Sometimes we may find a warning message saying that the model failed to converge. Linear mixed-effects models can be computationally complex, especially when they have rich random-effects structures, and failure to converge basically means that a good fit for the data could not be found within a reasonable number of iterations of attempting to estimate model parameters. It is important never to report the results of a nonconverging model, as the convergence warnings are an indication that the model has not been reliably estimated and therefore cannot be trusted.

The first step you should take to address convergence issues is to consider our data set and how your model relates to it, and to ensure that our model has not been misspecified (e.g., have we included by-item random slopes for a predictor that does not actually vary within items?). It is also possible that the convergence warnings stem from imbalanced data:. Sometimes we may use some control parameters, depending on the source of the convergence issues, some may be more appropriate or useful than others.

In [None]:
model4 <- lmer(Emotion ~ 1 + Sex +  Imagination + (1 + Sex +  Imagination | Faculty) ,control = lmerControl(optimizer = "bobyqa"), data = data)
summary(model4)

In [None]:
plot(model4)

In this linear mixed-effects model:

Random effects for Faculty include random intercepts, slopes for Sex2, and slopes for Imagination.
Fixed effects indicate that, on average, participants with Sex2 have a slightly higher Emotion score (estimate = 0.095, p = 0.026), and each one-unit increase in Imagination is associated with an increase of approximately 0.48 units in the predicted Emotion score (p < 0.001).
The correlations among fixed effects show negligible correlation between the intercept and Sex2 but a strong negative correlation between the intercept and Imagination, indicating that faculties with higher baseline Emotion scores tend to have a smaller positive effect of Imagination.
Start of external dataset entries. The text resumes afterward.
PR #6380, opened 2021-11-24
[HDRP] Fix rasterized accumulation motion blur when DoF is enabled

pmavridis:
### Purpose of this PR
https://fogbugz.unity3d.com/f/cases/1378497/
We were getting artifacts with rasterization and accumulation motion blur when DoF was enabled, because we were applying post-process DoF only at the final accumulated frame (using the depth of the last frame).

 This PR changes the code a bit to grab the image that is going to be accumulated after DoF is applied.

---
### Testing status
Used the repro project.

Before:
image

After:
image

---
### Comments to reviewers
It would be nice to have a test for this, but still waiting for the infrastructure changes in our test framework to support accumulation.


TomasKiniulis (approved):
Did a quick check in repro project with multiple cameras. Motion Blur seems to show up properly now when recording.

JulienIgnace-Unity (approved):

eturquin (approved):

PR #6383, opened 2021-11-24
[ShaderGraph][2020.3][Backport] Properly cast float properties in integer mode

jessebarker:
### Purpose of this PR
This PR fixes https://fogbugz.unity3d.com/f/cases/1332564/.  It is a backport of #5119.  Please see that PR for images/videos of before and after the fix is applied.

The property block was fixed in #4382, and this PR fixes the in-graph value.  The user's choice is still preserved, so going from Integer back to Float without changing the value will cause the fractional part to return.

---
### Testing status
Repro steps from the bug using the fractional node to demonstrate the correct preview.   As mentioned above, please see #5119 for illustrations (my testing results are identical to those).

---
### Comments to reviewers


Nightmask3 (approved):
LGTM!

esmelusina (approved):

PR #3040, opened 2021-01-08
Sg/swizzle node UI alignment 2

tracychen1234:
# **Please read the [Contributing guide](CONTRIBUTING.md) before making a PR.**

* Read the [Graphics repository & Yamato FAQ](http://go/graphics-yamato-faq).

### Checklist for PR maker
- [x] Have you added a backport label (if needed)? For example, the `need-backport-*` label. After you backport the PR, the label changes to `backported-*`.
- [x] Have you updated the changelog? Each package has a `CHANGELOG.md` file.
- [x] Have you updated or added the documentation for your PR? When you add a new feature, change a property name, or change the behavior of a feature, it's best practice to include related documentation changes in the same PR. If you do add documentation, make sure to add the relevant Graphics Docs team member as a reviewer of the PR. If you are not sure which person to add, see the [Docs team contacts sheet](https://docs.google.com/spreadsheets/d/1rgUWWgwLFEHIQ3Rz-LnK6PAKmbM49DZZ9al4hvnztOo/edit#gid=1058860420).
- [x] Have you added a graphic test for your PR (if needed)? When you add a new feature, or discover a bug that tests don't cover, please add a graphic test.

---
### Purpose of this PR
Why is this PR needed, what hard problem is it solving/fixing?
Update current Swizzle node UI for better alignment with other graph tools.
image

---
### Testing status
Describe what manual/automated tests were performed for this PR
Tested with different vector size input values and mask input edge cases.
Succeed in both local Paly Mode/Edit Mode tests.

---
### Comments to reviewers
Notes for the reviewers you have assigned.
I wrongly reverted a merge commit in the previous sg/swizzle-node-ui-alignment [PR](https://github.com/Unity-Technologies/Graphics/pull/2897), which caused many change files and broke the branch. This is the new branch & PR with the intended changes. Apologies for any inconvenience caused!

PR #6388, opened 2021-11-24
[SG][10.x.x][2020.3] Backport of Swizzle node upgrade

Nightmask3:
Backport of PR: #3040

Adds the new swizzle node UI/UX to ShaderGraph in 2020.3 and the 10.x package.
 
Specifically this work was done to address this ISS backport request: https://fogbugz.unity3d.com/f/cases/1359480/

Validated that the bug behavior cannot be repro-ed anymore as the new node's UI completely changes the old way the node functioned and in doing so, fixes the bug. 

Validated that the new node handles upgrading from the older Swizzle node versions without any errors for some test cases.  Seems robust.


esmelusina (approved):
Looks fine-- would like to make sure this doesn't require an upgrade path for the node.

## Comparison between model4 and modle3

In [None]:
# compare model 4 and model 3

anova(model4,model3, refit = FALSE)


The comparison of model fit between the random-intercept model (model3) and the random-slope model (model4) is assessed through an ANOVA.
Using an ANOVA reveals that the inclusion of additional predictors in Model 4 does not significantly enhance the fit to the data (Chi-sq = 0.494, df = 4, p = 0.974). Consequently, the simpler Model 3, characterized by a lower AIC and BIC, is deemed more parsimonious and is favored for its comparable explanatory power.

## Coefficients of model 3

In [None]:
coef(model3)

This output indicates that the estimated intercept for the Faculty1 is 2.93, and the estimated slope is 0.30; these values are almost similar to the estimates for the fixed intercept (2.10) and slope (0.48 ms).

> We can further explore different types and combinations.